Tuesday, August 14, 2007

God bless Harper Lee

The "Saturday book group" at our church spent this week discussing Harper Lee's To Kill a Mockingbird. I haven't read it in a number of years, even though it has been among my favorite novels for (literally, alas) decades. I first read it, over the disapproval of my mother, when I was about 10 or 11 (not that young, as things go), and I have re-read it a few times since then. (Unlike my 14-year-old daughter, I was never required to read it for a school class.) But in recent years, I've harbored a cynical fear that it wouldn't live up to my memories of its charm, quiet eloquence, depth, and humanity. Have I grown more sophisticated so that what once thrilled, charmed, inspired, and daunted me would no prove "nice" but not much more?

I was wrong to fear: It does so live up to my memories, and I think no one in our group disagrees with that assessment. The lady wrote a daggone great book, and one can understand what must be her reluctance to risk writing a second that does not (for it cannot) measure up to the first.

One scene stands out for me (and I'll re-watch the movie to see how -- indeed, if -- it is portrayed in the movie, for the movie remains my number-one favorite film), from all the many touching, humorous, and scary scenes. In it, Atticus (who in the movies is played -- no, incarnated -- by the demi-god Gregory Peck) has gone to sit outside the town's jail, because Tom Robinson (a black man accused of raping a white woman) has been brought to town for trial and is spending the night in that jail. In his typical unflappable style, Atticus sits outside the jail door in an office chair, reading a paper, prepared to stay all night to defuse any nonsense that might try to develop. And nonsense does develop.

When Scout (his daughter), Jem (his son), and Dill (their friend) traipse downtown to look for him, they soon discover that a handful of seethingly mad men (otherwise known as a mob) has assembled and demanded that Atticus stand aside. Their unstated, but obvious, intention is to break Tom out of jail and to lynch him (or so I gather). The children stand in fear and incomprehension for a moment, and then Jem runs to his father's side. (It's just like a kid to try to help -- and in the process make matters worse, eh?) And the tension builds, because it seems that the mob will have little more concern about knocking the boy aside than they do knocking Atticus away.

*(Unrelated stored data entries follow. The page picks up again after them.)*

PR #3551, opened 2026-08-18
fix(dev): CTL-1929 — the parity ledger compares only repos smee can deliver, so CLEAN is reachable

ryanrozich:
⚠️ **Stacked on #3544.** Base retargets to `main` when that merges.

## ⛔ The cutover gate was unmeetable for a reason that was not a fault

Measured over a **55-minute live window** on mini-2, through the shipped ledger:

```
joined 81 / agree 81 · smee-unjoined 0 · feed-unjoined 6
clean = false · exit 3   ← blocked on "feed-events-without-a-twin: 6"
```

**81 of 81 joined events agreed on every compared field, and not one smee event lacked a twin.** The verdict was still INCONCLUSIVE. All six unjoined feed events came from repos the tunnel does not deliver:

| | repos |
| --- | --- |
| **smee delivers** | `catalyst` · `catalyst-cloud` · `ryanrozich/personal-os` |
| **feed produces** | `catalyst` · `catalyst-cloud` · **`catalyst-cloud-sdk`** · **`thoughts`** |

The webhook subscription covers a repo set an operator configured; the mirror ingests a different, larger one.

⭐ **So the feed is BROADER than the tunnel, and retiring it EXTENDS coverage rather than shrinking it.** Backend's own SDK PR #26 — the 0.8.13 leg of tonight's cascade — was visible to the feed and never to the tunnel.

⛔ But `feed-events-without-a-twin` was conflating two things that need **opposite** verdicts:

- the feed emitted a **phantom** → a real defect, must block CLEAN;
- the feed covers a repo smee **cannot** → correct behaviour, and it blocked CLEAN **forever**.

That is the mirror image of the false-clean corrected in CTL-48 — the same instrument, wrong in the other direction, and just as capable of driving a wrong decision. A gate that can never be met is not a safety property; it is a gate someone eventually overrides.

## The fix

The comparison is scoped to the repos **smee actually delivered in the window**. Feed events outside that set are reported as `feedOnlyRepos` and `comparableRepos` — **never dropped**, because an operator reading a clean verdict has to see that the feed covered more. That is a reason to retire, not a caveat on retiring.

⚠️ **The scope is derived from the SMEE side only.** Taking the intersection of both sides would also excuse a repo the feed *should* cover and silently does not — a real defect that must keep failing. Driven by its own test.

⚠️ **An event with no repo attribute stays COMPARABLE.** Letting a malformed envelope excuse itself out of the comparison is the shape of every false-clean in this file's history.

## Verified against the window that motivated it

```
before: feed-unjoined 6 · clean=false
after : feed-unjoined 0 · feedOnlyRepos {catalyst-cloud-sdk: 5, thoughts: 1}
                         comparableRepos [catalyst, catalyst-cloud]
```

⭐ **The path to CLEAN is now fully visible**, and every remaining blocker is known and tracked:

1. `github.pr.merged` — 14 unexplained absences, because mini-2 has not yet pulled **#3544**. Once it does, the producer emits them and they join.
2. `github.check_suite.completed` — **CTC-712** (P1, one column: the `pull_requests` association the consumer keys on).

Nothing else stands between the current state and `clean = true`.

## Tests

**30 pass / 0 fail** in the parity suite (+6 new). **4 mutations run, all fired:**

| | |
| --- | --- |
| no-repo events excused as feed-only | 1 fail |
| scoping computed but not applied | 1 fail |
| feed-only repos silently dropped from the report | 2 fail |
| scope = union of both sides (hides a genuine feed gap) | 2 fail |

The load-bearing control is *"a feed event from a **shared** repo with no twin STILL blocks clean"* — the scoping must excuse only what smee could never have produced, never a genuine phantom in a repo it covers.

Refs CTL-1929, CTL-48, CTC-712

### DIFF
--- a/plugins/dev/scripts/execution-core/github-feed-event.mjs
+++ b/plugins/dev/scripts/execution-core/github-feed-event.mjs
@@ -524,11 +524,16 @@ export function buildGithubEvent(streamKey, row, seams) {
         entity: "pr",
         action: "merged",
         label: `PR #${row.number}`,
+        // ⛔ NO `vcs.revision`, THOUGH THE MERGE SHA IS RIGHT THERE. I added it — it is
+        // the obvious attribute for a merge commit — and the parity ledger caught it
+        // on the first live window: the WEBHOOK does not set it on this name, so the
+        // feed's copy diverged on all 3 events. Reproduce the webhook, do not improve
+        // it; the same rule that keeps `threadId: 0` on pr_review_thread.resolved.
+        // The consumer reads `detail.mergeCommitSha` from the payload, which is
+        // populated below.
         attrs: {
           "vcs.repository.name": repo,
           "vcs.pr.number": row.number,
-          // The merge commit, on the attribute the deploy chain scopes by.
-          "vcs.revision": row.merge_commit_sha,
         },
         message: `${name} for ${repo} PR #${row.number}`,
         payload: {
@@ -538,7 +543,14 @@ export function buildGithubEvent(streamKey, row, seams) {
           // read the pair, so inventing an action nobody emits would leave the
           // lifecycle branch unmatched while every count still read "emitted".
           merged: true,
-          mergedAt: typeof row.merged_at === "number" ? new Date(row.merged_at).toISOString() : null,
+          // ⛔ SECOND-PRECISION, NOT MILLISECOND. `toISOString()` always emits `.000Z`;
+          // GitHub's own string omits milliseconds, so the naive form diverged on
+          // every event (`08:07:22.000Z` vs `08:07:22Z`) — caught by the ledger on the
+          // first live window, exactly where #3544's own PR body predicted it would go
+          // first. Trimming is safe because the column is whole seconds from GitHub.
+          mergedAt: typeof row.merged_at === "number"
+            ? new Date(row.merged_at).toISOString().replace(/\.\d{3}Z$/, "Z")
+            : null,
           // The join key. `classifyGithubRow` has already refused the row if it is
           // absent, so this is never null here — the guard is there, not here.
           mergeCommitSha: row.merge_commit_sha,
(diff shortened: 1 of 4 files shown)


ryanrozich:
Rebased onto `main` and **base retargeted** — #3544 merged as `538214a` (ancestry-verified), so this is no longer stacked and now carries a single commit.

⚠️ The rebase conflicted because #3544 was **squash**-merged: this branch still held the pre-squash commits, so the wire change looked like an unapplied delta against a main that already contained it. Reset to `main` and cherry-picked the one commit that is actually mine here. Suite after the reset: **263 pass / 0 fail**.

**No review arrived — Codex is out of quota** (CTL-1954). 4 mutations run in its place, all fired.

ryanrozich:
⭐ **Second commit added — the ledger caught two real divergences in my own `pr.merged` envelope**, on the first live window after #3544 landed, on all 3 events.

| field | feed | smee |
| --- | --- | --- |
| `attributes.vcs.revision` | `52c90b8c…` | **absent** |
| `body.payload.mergedAt` | `2026-08-18T08:07:22**.000**Z` | `2026-08-18T08:07:22Z` |

⛔ **1.** I set `vcs.revision` to the merge sha because that is the obvious attribute for a merge commit. **The webhook does not set it on this name.** Removed from both the envelope and the compare spec — *reproduce the webhook, do not improve it*, the same rule that keeps `threadId: 0` on `pr_review_thread.resolved` even though the replica has a real id. The consumer reads `detail.mergeCommitSha` from the payload, which is untouched.

⛔ **2.** `toISOString()` always emits `.000Z`; GitHub's string omits milliseconds. Trimmed to second precision (safe — the column is whole seconds from GitHub).

⭐ Worth recording: **#3544's own PR body predicted `mergedAt` would be the field most likely to diverge first, and argued against pre-excluding it** so the ledger would say so loudly. It diverged within minutes of landing, and finding it was worth more than the exclusion would have been. Both are the same class as the four traps in the CTL-1929 handoff — *a field that is nicer than the webhook's is still a divergence*, and the instrument the cutover is judged by is the thing it breaks.

Suite: **263 pass / 0 fail**.

PR #3552, opened 2026-08-18
fix(dev): CTL-1956 — the direnv provisioning a host actually needs, on hosts that have no brew

ryanrozich:
## The measurement this starts from

CTL-1944 shipped the readiness check and `ensure_direnv`. Measured on **mini-2** today, *after*
that fix had reached the host (`plugin-source` at `faaddb1a`):

```
direnv fleet readiness — host mini-2, dir ~/code-repos/github/coalesce-labs/catalyst-cloud
  ❌  direnv NOT installed — this host cannot materialize fleet tokens (install: brew install direnv)
FAILED: 1   EXIT=1
```

⭐ The **check** is right — that is a real red, not a synthetic mutation. The **installer** is what
was inert:

```sh
if ! command -v brew >/dev/null 2>&1; then
  echo "  warning: direnv absent and brew unavailable — install manually…" >&2
  return 0     # ← the only remediation path was brew
fi
```

⛔ **Neither fleet mini has Homebrew.** On the two hosts the ticket was written about, the codified
installer installed nothing. mini's own direnv lives at `~/.local/bin` because somebody typed it —
precisely the uncodified machine edit CTL-1908 is about. This is the CTL-1919/CTL-1935 class: the
fix is real, the *delivery* is not.

## And the binary was 1 of 4 missing pieces — the check saw one

| piece | laptop / mini | mini-2 | check saw it? |
| -- | -- | -- | -- |
| `direnv` binary | ✅ | ❌ | ✅ |
| `lib/profiles.sh` — **defines `use_profile`** | ✅ | ❌ | ⛔ **no** |
| `lib/otel.sh` — defines `use_otel_context` | ✅ | ❌ | ⛔ **no** |
| `coalesce-labs/.envrc` — the `source_up` target | ✅ | ❌ | ⛔ **no** |
| profiles `personal.env` / `catalyst.env` | ✅ | ❌ | ✅ |

⚠️ `profiles.sh` was **in no repository at all** — byte-identical on two machines
(`md5 240be047…`) only because it had been copied there. `use_profile` is not a direnv builtin, so
without it every `.envrc` dies on an undefined function and **every token reads EMPTY**. The check
then went red naming three empty tokens instead of the one missing helper that caused them.

## What changed

- **Vendored `plugins/dev/direnv/lib/profiles.sh`** (secret-free — the credentials live in the
  `profiles/` files it sources), beside the already-vendored `otel.sh` that nothing installed.
- **`ensure_direnv` falls back to direnv's bare static release binary** → `~/.local/bin` when brew
  is absent, **pinned** to the version the fleet runs: an unpinned upgrade is exactly how a host
  would acquire a third `Found RC allowed` encoding the check fails closed on. The download must
  **execute** before it takes the name — a truncated file is still a file and would read as
  installed to every `command -v` downstream.
- **`ensure_direnv_runtime`** provisions the rest: both lib helpers, the `source_up` target, and
  placeholder `personal`/`catalyst` profiles. ⛔ Every write is **create-if-absent** — mini's
  profiles are richer than any placeholder and clobbering them would break a working host to fix a
  broken one.
- **Both functions moved to `lib/direnv-provision.sh`**, sourced by *both* `install-cli.sh` and
  `check-direnv-fleet.sh --install`. Running the whole join stage is not a reasonable ask
  mid-rollout, so the narrow path has to be real — and there must not be two implementations to
  drift apart.
- The check **names a missing lib helper individually**, and `--install` now also runs
  `direnv allow` — then **re-reads** the state, so an allow that silently fails still renders RED.

## Verified on the actual host

Run on mini-2 through the codified path (not by hand):

```
  Installing direnv v2.37.1 → ~/.local/bin (no brew on this host — CTL-1956)…
  Installed direnv 2.37.1 (/Users/ryan/.local/bin/direnv)
  Installed direnv lib/profiles.sh → …   Installed direnv lib/otel.sh → …
  Created …/coalesce-labs/.envrc (source_up target)
  Created placeholder profile personal.env / catalyst.env
  ✅ direnv installed   ✅ lib profiles.sh   ✅ lib otel.sh   ✅ 3 profiles
  ℹ  .envrc BLOCKED — running: direnv allow …
  ✅ .envrc is ALLOWED (Found RC allowed 0, after --install)
  ✅ LINEAR_API_TOKEN (48)   ✅ GITHUB_TOKEN (40)   ✅ live Linear viewer probe OK
  ❌ CLOUDFLARE_API_TOKEN is EMPTY
```

⭐ A remote owner on mini-2 can now read Linear. The one remaining red is a **credential**, not
code — it came from the hand-provisioned `personal.env` mini-2 never had, and is fixed by
coalesce-labs/catalyst-cluster#7 (adds it to the cluster bundle).

## Tests

`check-direnv-fleet` **38/38** (was 28) · new `direnv-provision` suite **9/9**. Both wired into
`execution-core-tests.yml` — a suite that is not in CI ships inert, which is this ticket's own
failure mode.

Every new assertion has a control that fires:
- removing one lib helper must leave the **other** reported present (a check that reds both rows
  tells you nothing about which to fix);
- restoring both must return the *same call* to green;
- the no-clobber md5 comparison is proven able to detect a changed file.

⭐ **Mutation control:** extracting these functions into `lib/` silently re-pointed the vendored
lookup one level too high, so provisioning would have "run" and installed nothing. Re-introducing
that path takes the new suite to **6 pass / 3 fail** — the guard catches the exact defect.

Pre-existing and **not** from this PR: `install-cli.test.sh` is 67/70 on this branch and **67/70 on
`origin/main`**, with an *identical* failure set (`comm`-compared by name, not by count) — three
`wrapper-mode` version cases.

⚠️ `make test` (the full monorepo gate) was attempted once and **timed out at 10 min** with the
shared laptop at load 41; the directly-affected suites above were run instead. CI is authoritative.

Refs CTL-1944, CTL-1908.


ryanrozich:
⚠️ **Merged with NO review arrived** — `chatgpt-codex-connector[bot]` posted *"You have reached your Codex usage limits for code reviews"* rather than a review (the quota ask is CTL-1954). Per COORD-135/137 this is stated as **"no review arrived"**, not as a clean pass: zero threads is not an approval.

Not on the rehearsal path (host provisioning), so no peer read was requested. All 6 required checks green; verified on `main` by content afterwards — `lib/direnv-provision.sh`, the vendored `profiles.sh`, the new suite, and its CI wiring are all present at `457f0254d`.

⭐ Verified on the actual host after merge: **mini-2 `direnv fleet readiness: PASS`, exit 0, 12/12** (with coalesce-labs/catalyst-cluster#7 supplying the last credential).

But then there's the magical moment: Scout spots the father of one of her classmates, a Mr. Cunningham, among the rabblerousers. And she addresses him by name, babbling on to him directly about how she knows his son and about some of the Cunningham legal difficulties that Atticus has clearly discussed with her. (The lawyer in me cringed at Atticus' obvious violation of his duties of confidentiality, but one can't hold even such turpitude against such a mensch as Atticus!) Toward the end of the scene, she asks Mr. Cunningham to say "hey" for her to his son, Walter. And Mr. Cunningham bends down, looks her directly in the eye, tells her he surely will, stands up, and calls for the mob to leave.

It is something straight out of Hauerwas. (Why hasn't he written that scene up in some of his writing about peacemaking?) Scout has responded to the violence and threat of force against her and her family in the only way open to a Christian: She has addressed the threatener by name and established common humanity with him. She refused to pigeonhole her opponent as "enemy" (although to say that is to deny neither the fact that he was nor the fact that she was frightened of him as such). Rather, she addressed the co-child of God in him -- as did our Lord those who came to arrest him or those who hung him on high.

Now Harper Lee did not intentionally or self-consciously write a tract or a parable about living the nonviolent life, although her focal character, Atticus, treats all but a (literal) rabid dog with nonviolent forebearance, if not respect. (And in a sense that comes back to threaten, less him than, his children -- in the person of Bob Ewell.) But that doesn't deny its lessons to those of us who see in artists -- at least some of them -- the wafting of the Spirit's breath.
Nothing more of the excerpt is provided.